Instructions to follow
Output the data below line for line, exactly, up to and including the line where "The silver:langutil:pp library" appears.

(Collected data)
== Segment start ==

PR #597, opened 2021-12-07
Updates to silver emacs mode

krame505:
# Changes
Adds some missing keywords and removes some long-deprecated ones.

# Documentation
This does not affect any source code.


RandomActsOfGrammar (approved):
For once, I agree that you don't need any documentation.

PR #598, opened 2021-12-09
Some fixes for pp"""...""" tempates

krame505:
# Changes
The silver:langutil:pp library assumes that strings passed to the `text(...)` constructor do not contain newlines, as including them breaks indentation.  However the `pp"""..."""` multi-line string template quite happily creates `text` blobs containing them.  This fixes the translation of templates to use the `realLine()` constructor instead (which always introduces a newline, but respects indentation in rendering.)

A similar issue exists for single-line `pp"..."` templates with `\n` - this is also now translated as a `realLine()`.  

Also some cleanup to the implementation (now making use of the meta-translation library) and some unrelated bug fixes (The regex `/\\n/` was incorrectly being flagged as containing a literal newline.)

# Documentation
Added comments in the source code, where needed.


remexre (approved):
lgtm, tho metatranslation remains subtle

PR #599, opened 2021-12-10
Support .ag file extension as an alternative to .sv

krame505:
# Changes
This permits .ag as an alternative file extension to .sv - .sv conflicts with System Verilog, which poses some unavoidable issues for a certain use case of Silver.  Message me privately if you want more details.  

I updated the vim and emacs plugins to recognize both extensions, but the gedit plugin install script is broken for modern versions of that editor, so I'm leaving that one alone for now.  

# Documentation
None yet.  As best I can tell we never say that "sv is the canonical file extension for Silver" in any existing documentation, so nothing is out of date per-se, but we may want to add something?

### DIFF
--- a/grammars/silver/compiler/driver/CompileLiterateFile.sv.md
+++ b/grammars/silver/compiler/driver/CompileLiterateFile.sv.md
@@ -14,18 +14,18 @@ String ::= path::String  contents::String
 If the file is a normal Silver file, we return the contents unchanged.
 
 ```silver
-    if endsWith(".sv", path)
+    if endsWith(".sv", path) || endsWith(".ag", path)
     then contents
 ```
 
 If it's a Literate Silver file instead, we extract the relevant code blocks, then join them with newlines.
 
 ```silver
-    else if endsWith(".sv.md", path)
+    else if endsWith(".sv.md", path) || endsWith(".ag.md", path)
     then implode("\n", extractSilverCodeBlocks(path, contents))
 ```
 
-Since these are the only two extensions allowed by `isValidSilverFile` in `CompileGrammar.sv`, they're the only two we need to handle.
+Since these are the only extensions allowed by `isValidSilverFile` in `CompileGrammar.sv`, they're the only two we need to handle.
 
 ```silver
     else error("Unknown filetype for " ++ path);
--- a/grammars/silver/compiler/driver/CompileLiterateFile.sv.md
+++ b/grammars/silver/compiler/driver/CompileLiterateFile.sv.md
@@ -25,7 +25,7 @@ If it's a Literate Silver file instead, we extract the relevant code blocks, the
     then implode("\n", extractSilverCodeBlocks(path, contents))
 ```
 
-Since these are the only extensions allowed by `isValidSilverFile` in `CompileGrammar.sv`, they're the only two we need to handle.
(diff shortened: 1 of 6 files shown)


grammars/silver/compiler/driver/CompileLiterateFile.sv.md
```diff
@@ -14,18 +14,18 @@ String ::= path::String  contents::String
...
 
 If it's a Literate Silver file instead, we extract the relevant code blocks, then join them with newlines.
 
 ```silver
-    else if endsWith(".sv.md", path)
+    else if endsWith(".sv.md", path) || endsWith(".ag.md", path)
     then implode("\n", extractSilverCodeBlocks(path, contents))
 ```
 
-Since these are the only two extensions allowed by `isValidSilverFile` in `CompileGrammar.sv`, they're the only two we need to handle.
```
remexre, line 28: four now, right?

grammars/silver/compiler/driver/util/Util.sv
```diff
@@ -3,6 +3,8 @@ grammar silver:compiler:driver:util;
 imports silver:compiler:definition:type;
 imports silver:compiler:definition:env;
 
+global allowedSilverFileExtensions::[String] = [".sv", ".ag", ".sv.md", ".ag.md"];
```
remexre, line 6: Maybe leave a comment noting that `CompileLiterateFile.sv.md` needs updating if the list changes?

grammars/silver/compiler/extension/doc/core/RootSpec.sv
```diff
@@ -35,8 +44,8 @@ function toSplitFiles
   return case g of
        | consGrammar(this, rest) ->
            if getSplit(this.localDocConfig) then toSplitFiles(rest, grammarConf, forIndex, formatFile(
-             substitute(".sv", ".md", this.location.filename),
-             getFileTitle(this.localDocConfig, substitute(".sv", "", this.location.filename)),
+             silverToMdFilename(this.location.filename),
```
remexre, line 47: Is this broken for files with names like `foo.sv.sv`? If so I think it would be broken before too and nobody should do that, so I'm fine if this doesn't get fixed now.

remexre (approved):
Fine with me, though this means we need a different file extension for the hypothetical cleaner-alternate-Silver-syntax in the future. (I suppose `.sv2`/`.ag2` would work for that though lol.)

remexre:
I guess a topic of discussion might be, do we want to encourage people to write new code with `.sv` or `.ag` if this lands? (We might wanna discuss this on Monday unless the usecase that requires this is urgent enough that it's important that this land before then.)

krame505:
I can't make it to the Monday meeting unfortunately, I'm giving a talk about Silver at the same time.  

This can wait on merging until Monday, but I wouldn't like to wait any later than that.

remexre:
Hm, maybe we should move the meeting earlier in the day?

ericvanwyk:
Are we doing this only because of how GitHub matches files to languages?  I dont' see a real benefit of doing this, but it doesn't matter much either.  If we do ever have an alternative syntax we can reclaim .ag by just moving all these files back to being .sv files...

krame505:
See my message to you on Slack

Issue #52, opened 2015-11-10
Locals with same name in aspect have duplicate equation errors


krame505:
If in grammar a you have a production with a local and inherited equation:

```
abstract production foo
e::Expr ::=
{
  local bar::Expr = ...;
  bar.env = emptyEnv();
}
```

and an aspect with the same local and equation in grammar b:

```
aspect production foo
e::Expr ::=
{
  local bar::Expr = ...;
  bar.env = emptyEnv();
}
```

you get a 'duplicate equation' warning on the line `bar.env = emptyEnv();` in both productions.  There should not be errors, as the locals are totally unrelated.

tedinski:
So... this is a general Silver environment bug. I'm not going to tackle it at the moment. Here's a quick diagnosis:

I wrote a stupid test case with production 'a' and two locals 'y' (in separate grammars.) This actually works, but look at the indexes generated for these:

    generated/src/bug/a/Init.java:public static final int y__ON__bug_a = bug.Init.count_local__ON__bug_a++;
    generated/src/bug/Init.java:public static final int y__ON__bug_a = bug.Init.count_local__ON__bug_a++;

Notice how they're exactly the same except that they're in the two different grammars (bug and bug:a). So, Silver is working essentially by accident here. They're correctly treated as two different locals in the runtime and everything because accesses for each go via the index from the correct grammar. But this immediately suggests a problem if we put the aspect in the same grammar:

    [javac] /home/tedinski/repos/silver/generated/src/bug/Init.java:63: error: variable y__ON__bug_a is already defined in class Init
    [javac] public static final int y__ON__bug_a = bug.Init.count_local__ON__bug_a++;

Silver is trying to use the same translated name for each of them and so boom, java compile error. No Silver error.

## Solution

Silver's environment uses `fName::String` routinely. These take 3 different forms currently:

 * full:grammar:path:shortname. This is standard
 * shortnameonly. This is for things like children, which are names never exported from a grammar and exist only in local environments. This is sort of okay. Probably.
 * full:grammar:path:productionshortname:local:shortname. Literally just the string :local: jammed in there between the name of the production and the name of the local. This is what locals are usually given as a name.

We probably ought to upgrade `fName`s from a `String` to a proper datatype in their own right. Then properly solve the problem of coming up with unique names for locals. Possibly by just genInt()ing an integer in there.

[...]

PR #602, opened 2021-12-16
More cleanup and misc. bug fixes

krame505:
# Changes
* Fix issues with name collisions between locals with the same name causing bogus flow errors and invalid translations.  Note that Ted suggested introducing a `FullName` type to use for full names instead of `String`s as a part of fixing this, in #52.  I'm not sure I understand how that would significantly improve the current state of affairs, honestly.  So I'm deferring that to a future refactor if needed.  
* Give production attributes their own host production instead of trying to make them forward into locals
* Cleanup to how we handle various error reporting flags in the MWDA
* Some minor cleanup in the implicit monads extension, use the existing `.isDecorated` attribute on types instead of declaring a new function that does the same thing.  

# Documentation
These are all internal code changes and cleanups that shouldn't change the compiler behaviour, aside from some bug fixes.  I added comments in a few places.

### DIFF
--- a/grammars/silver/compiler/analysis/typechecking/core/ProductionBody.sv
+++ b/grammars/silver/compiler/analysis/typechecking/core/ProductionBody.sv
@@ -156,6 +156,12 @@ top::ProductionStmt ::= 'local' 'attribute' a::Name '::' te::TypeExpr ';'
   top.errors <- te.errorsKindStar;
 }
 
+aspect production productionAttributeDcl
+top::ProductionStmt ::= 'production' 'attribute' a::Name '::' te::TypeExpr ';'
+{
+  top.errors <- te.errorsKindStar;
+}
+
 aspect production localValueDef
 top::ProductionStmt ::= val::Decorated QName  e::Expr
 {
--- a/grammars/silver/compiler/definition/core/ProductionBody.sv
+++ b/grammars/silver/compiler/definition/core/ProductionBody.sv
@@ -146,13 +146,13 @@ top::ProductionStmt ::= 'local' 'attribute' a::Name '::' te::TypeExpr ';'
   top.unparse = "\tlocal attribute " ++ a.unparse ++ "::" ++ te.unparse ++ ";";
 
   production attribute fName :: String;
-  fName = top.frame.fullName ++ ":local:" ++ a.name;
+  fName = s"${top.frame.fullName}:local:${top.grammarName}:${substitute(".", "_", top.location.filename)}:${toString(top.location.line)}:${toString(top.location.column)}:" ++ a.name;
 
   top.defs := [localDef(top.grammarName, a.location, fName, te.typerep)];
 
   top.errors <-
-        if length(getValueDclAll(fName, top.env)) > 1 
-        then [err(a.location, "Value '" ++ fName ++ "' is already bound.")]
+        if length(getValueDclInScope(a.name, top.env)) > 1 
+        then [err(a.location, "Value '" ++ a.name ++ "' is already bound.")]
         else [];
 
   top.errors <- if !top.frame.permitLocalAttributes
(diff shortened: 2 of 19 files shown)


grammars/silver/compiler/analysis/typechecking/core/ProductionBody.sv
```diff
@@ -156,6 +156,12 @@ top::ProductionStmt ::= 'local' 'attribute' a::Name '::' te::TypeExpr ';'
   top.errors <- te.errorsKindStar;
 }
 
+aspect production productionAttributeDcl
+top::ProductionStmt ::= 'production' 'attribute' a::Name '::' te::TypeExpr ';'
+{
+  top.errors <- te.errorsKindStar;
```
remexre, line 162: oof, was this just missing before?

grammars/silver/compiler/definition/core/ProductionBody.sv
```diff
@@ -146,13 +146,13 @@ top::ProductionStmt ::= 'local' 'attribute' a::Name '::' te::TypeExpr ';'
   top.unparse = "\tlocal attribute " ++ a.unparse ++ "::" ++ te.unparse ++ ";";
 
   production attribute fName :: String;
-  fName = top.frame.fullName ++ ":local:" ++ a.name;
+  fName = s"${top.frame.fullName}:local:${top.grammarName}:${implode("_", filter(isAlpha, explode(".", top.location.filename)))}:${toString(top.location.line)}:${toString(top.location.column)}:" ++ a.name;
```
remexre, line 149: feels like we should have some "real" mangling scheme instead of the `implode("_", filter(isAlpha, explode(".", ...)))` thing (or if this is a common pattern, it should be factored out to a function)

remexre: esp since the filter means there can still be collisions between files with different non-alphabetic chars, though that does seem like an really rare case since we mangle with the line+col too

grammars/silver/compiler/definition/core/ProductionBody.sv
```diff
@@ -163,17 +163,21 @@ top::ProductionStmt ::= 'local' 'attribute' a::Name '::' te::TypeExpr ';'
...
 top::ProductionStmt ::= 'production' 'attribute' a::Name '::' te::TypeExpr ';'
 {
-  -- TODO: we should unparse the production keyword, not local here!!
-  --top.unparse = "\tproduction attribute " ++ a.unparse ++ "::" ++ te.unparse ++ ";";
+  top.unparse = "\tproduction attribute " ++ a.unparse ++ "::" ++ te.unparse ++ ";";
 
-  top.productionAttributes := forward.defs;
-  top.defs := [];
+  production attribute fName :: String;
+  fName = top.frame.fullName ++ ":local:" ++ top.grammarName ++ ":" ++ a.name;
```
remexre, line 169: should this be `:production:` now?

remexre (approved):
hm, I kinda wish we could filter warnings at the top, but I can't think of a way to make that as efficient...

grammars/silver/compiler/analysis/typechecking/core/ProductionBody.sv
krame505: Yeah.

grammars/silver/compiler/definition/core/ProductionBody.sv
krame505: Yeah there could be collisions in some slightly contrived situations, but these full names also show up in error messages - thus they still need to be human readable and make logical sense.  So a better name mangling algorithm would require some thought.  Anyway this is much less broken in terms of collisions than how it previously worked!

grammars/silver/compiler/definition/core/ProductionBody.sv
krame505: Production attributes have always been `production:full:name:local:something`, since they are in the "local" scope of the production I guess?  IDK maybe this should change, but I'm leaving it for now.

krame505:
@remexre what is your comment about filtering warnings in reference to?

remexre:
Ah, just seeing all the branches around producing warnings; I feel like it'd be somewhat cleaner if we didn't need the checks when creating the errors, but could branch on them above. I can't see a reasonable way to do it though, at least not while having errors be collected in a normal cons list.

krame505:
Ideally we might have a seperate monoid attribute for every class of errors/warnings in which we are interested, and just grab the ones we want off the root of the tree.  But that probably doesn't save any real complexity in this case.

== Segment end ==

Exercise response
PR #597, opened 2021-12-07
Updates to silver emacs mode

krame505:
# Changes
Adds some missing keywords and removes some long-deprecated ones.

# Documentation
This does not affect any source code.


RandomActsOfGrammar (approved):
For once, I agree that you don't need any documentation.

PR #598, opened 2021-12-09
Some fixes for pp"""...""" tempates

krame505:
# Changes
The silver:langutil:pp library assumes that strings passed to the `text(...)` constructor do not contain newlines, as including them breaks indentation.  However the `pp"""..."""` multi-line string template quite happily creates `text` blobs containing them.  This fixes the translation of templates to use the `realLine()` constructor instead (which always introduces a newline, but respects indentation in rendering.)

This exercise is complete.